Emma DeLooze-Klein, Kirkwood Public Library, Kirkwood, MO


The Radium Girls: The Dark Story of America’s Shining Women

by Kate Moore

Published: 5/2/2017 by Sourcebooks
ISBN: 9781492649359

“This is the story of hundreds of young, vibrant women who were sentenced to death by their employers. The so-called “Radium Girls” painted luminescent faces on clock and watch dials using a paint mixture that contained radium. Instructed to “lip-point” their brushes as they painted, they absorbed high doses of radium into their bodies. When the effects of the radium led to horrific disfigurement and pain, the company refused to take responsibility. This heartrending book was one I could not put down.”

Catherine Coyne, Mansfield Public Library, Mansfield, MA


Eleanor Oliphant Is Completely Fine: A Novel

by Gail Honeyman

Published: 5/9/2017 by Pamela Dorman Books
ISBN: 9780735220683

“I loved this book about the quirky Eleanor, who struggles to relate to other people and lives a very solitary life. When she and the new work IT guy happen to be walking down the street together, they witness an elderly man collapse on the sidewalk and suddenly Eleanor’s orderly routines are disrupted. This is a lovely novel about loneliness and how a little bit of kindness can change a person forever. Highly recommended for fans of A Man Called Ove and The Rosie Project – this would make a great book club read.”
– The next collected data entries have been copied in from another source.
PR #442, opened 2021-07-19
OP-582 Fix bills comparator when getting bills associated to payments

mwithi:
See OP-582.

Cc: @dbmalkovsky


dbmalkovsky:
LGTM.   BTW, I reported the problem back in February; see OP-451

Halle Eisenman, Beaufort County Library, Blufton, SC


News of the World: A Novel

by Paulette Jiles

Published: 10/4/2016 by William Morrow
ISBN: 9780062409201
“Readers fortunate enough to meet Captain Jefferson Kyle Kidd, an old ex-soldier who makes a living reading the news to townspeople in 1870s Texas, and Joanna, the Indian captive he is charged with returning to her relatives, will not soon forget them. Everything, from the vividly realized Texas frontier setting to the characters is beautifully crafted, right up to the moving conclusion. Both the Captain and Joanna have very distinctive voices. Wonderful storytelling.”

Beth Mills, New Rochelle Public Library, New Rochelle, NY


Glass Houses: A Novel

by Louise Penny

Published: 8/29/2017 by Minotaur Books
ISBN: 9781250066190

“A new threat arises in Three Pines as a mysterious masked figure stands watch on the village green. ‘It’ refuses to communicate in any way, which is just the start of another thrilling adventure in this long-running series. Gamache is still trying to restore the Sûreté du Québec back to what it was before it was corrupted under the previous regime. Choices are made that will forever change our hero in ways we can only begin to imagine. The next book can’t get here fast enough.”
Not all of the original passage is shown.